On Friday, the IIHF announced that, because of the COVID-19 pandemic, it was cancelling all events scheduled for January – including, for the second consecutive season, the Under-18 Women’s World Championship.

Understandably, there were more than a few women’s elite players who were irate because of the decision. It would be one thing if it really was across-the-board cancellations (and on Saturday, the IIHF also revealed the Spengler Cup tournament would be canceled). But telling women they can’t play while also allowing the Under-20 Men’s World Junior Championship to continue is a terrible comment on the state of gender equality in hockey.

The proper thing to do, the bare minimum, would be for the IIHF to reschedule the women’s Under-18 World Championship a.s.a.p.. And even though the cold financial reality is that the men’s World Junior Championship is a huge financial windfall for the hosting country – meaning, you can see why the IIHF would hang onto it as hard as it can – the overall health of the sport suffers when women’s hockey is shunted to the side.

The women’s game is growing exponentially. We have pioneers like Hayley Wickenheiser, Cassie Campbell-Pascal and Cammi Granato to thank for that. But we can’t abandon the women’s game like this. Even at a reduced seating capacity, the women likely would sell out games in host country Sweden – particularly, the showdowns between arch-rival Canada and the United States – and if the Championship had to be switched to a Canadian home, there would be optimum support for them.

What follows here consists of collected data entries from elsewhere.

PR #36, opened 2023-07-08
Example configuration for YR

MortonPL:
This PR provides an example configuration for Yuri's Revenge and YR-based modifications. It's targeting branch `tsclient` for now to minimize diff, but, once complete, it should ideally become an upstream branch.

Current configuration contains most of the necessary map making things, but it is currently missing mission scripting data like new trigger events, actions and script actions.


ZivDero:
Removed all the code changes from this branch, now it only consists of config changes. (Except for the last few commits, consider splitting them).
Rebased onto the latest TS config.

src/TSMapEditor/Config/Actions.ini
```diff
@@ -134,7 +134,7 @@ Description=Reveals all cells that share the same zone as the waypoint specified
 P2Type=Waypoint
 
 [PlaySound]
-Name=Play sound
+Name=Play Sound
```
Rampastring: I'd like both trigger/script action names and descriptions to be uniform across editor configurations, for the actions that are shared between TS and YR. If you feel they can be improved, make a PR for it targeting `master` rather than editing them for YR alone.

Rampastring (changes requested):

src/TSMapEditor/Config/Actions.ini
ZivDero: > I'd like both trigger/script action names and descriptions to be uniform across editor configurations, for the actions that are shared between TS and YR. If you feel they can be improved, make a PR for it targeting `master` rather than editing them for YR alone.

I totally agree. Will need to put some thought into stadardizing it, though, as rn it's a mish-mash of FA2/FS, ModEnc and "freestyle".

Rampastring (approved):

PR #42, opened 2023-08-04
Update to GPL version 3.0

Mailaender:
@OpenRA is GPLv3 that makes your project GPLv3 as well. https://www.gnu.org/licenses/gpl-faq.html#AllCompatibility You also need to include a full copy by the way.

### DIFF
--- a/LICENSE.txt
+++ b/LICENSE.txt
@@ -6,7 +6,7 @@ https://www.moddb.com/mods/the-dawn-of-the-tiberium-age
 
 This program is free software; you can redistribute it and/or
 modify it under the terms of the GNU General Public License
-as published by the Free Software Foundation; either version 2
+as published by the Free Software Foundation; either version 3
 of the License, or (at your option) any later version.
 
 This program is distributed in the hope that it will be useful,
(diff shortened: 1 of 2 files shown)


LICENSE.txt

To leave them behind like this seems cruel. What are we telling young women when we say their games are less compelling and important? We’re saying they are less compelling and important. We ask these young athletes to dedicate their time, money and energies to hockey, but hockey doesn’t seem especially willing to do the same for them.

Nobody is saying the IIHF has nefarious intent in making these cancellations. That said, you don’t always have to be intentionally bad to still have a negative effect. You just need enough people to shrug their shoulders, chalk everything up to the bottom line, and take a blasé approach from there. But sometimes the money that immediately is invested doesn’t pay off in tangible ways for a few years. You need to have patience, and that appears to be in short supply in this situation.

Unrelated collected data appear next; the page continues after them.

PR #395, opened 2018-10-25
g_timeout_add and other things

jonathanBieler:
I've moved `g_timeout_add`, `g_idle_add`, and a couple of other things that I had in GtkExtensions.jl. I still have other things in there (text and tree related mainly) but I need to review them.

I've added tests for most of it, but no documentation.

### DIFF
--- a/src/GLib/GLib.jl
+++ b/src/GLib/GLib.jl
@@ -22,6 +22,7 @@ export GEnum, GError, GValue, gvalue, make_gvalue, @make_gvalue, g_type
 export GList, glist_iter, _GSList, _GList, gobject_ref, gobject_move_ref
 export signal_connect, signal_emit, signal_handler_disconnect
 export signal_handler_block, signal_handler_unblock
+export g_timeout_add, g_idle_add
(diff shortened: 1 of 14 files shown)


tknopp:
there are different test errors. The one on windows might be because the sleep needs to be longer?

jonathanBieler:
There's probably an issue with this, I copied it from the signal_connect part but it might not be correct. I can reproduce the issue on Windows so I'll try to fix it.

https://github.com/JuliaGraphics/Gtk.jl/pull/395/files#diff-8c2b506e7179e52e816713686d731068R374

jonathanBieler:
I'm not 100% sure about those `g_timeout_add`, but it seems to work for the most part.

stevengj:
Now that Julia is getting full multi-threaded support in 1.3, you probably should add the thread-safe API function `gdk_threads_add_idle_full`.

tknopp:
I think the `gdk` versions are deprecated, see
https://gitlab.gnome.org/GNOME/gtk/commit/334acbfc39cc08869932ec046e4d13e6c4b64be6

PR #402, opened 2019-01-13
Added Alpha to RGBA struct constructor

Cruor:
Fixes bug with (seemingly) random alpha channel on alpha enabled Pixbufs.
Makes convert(::RGBA, ::Unsigned) work for Pixbuf data manipulation.


tknopp:
looks good, thanks

Issue #400, opened 2019-01-09
unable to use `path` in list.jl (calling `gtk_tree_model_get_path`)


zweiglimmergneis:
Calling `path` in list.jl I get

> (julia103:6466): Gtk-CRITICAL **: 12:24:06.326: gtk_list_store_get_path: assertion 'iter->stamp == priv->stamp' failed
> (julia103:6466): Gtk-CRITICAL **: 12:24:06.326: gtk_tree_path_copy: assertion 'path != NULL' failed
ERROR: LoadError: objects of type getfield(Gtk, Symbol("##257#258")) cannot be finalized

Example:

Practically speaking, the IIHF went as late as it could before the latest COVID-19 outbreak ripped through the planet forced it to fold its cards. But again, if everything were that dire, shouldn’t we care enough about our under-18 men’s junior hockey players, too? It goes both ways. You can’t talk about safety as the priority for one group, and play-with-fire when it comes to another. There’s no rationalization for it. You’re either all-in or all-out, and as it stands, the IIHF has one foot in one camp, and the second in the latter camp.

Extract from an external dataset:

PR #409, opened 2019-03-24
Make length() return Int instead of Int32.

ma-laforge:
`pop!(::GtkListStoreLeaf)` uses `length(::GtkListStore)` which currently returns an `Int32` instead of an `Int`.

There’s little doubt that womens’ elite players would wait a month or two to play the Under-18 World Championships. They’ve been a patient community for as long as they’ve been a part of it. But this? This is a slap in the face. One cancelled year in a pandemic is one thing; two in a row is one too many. There has to be a better way.

We can’t claim to be women’s hockey fans only in Olympic years. If we truly support equality in hockey, we have to be vigilant and solid allies for them in the three non-Olympic years. That means demanding equal treatment for them. And we don’t need to wait on Santa Claus to deliver it.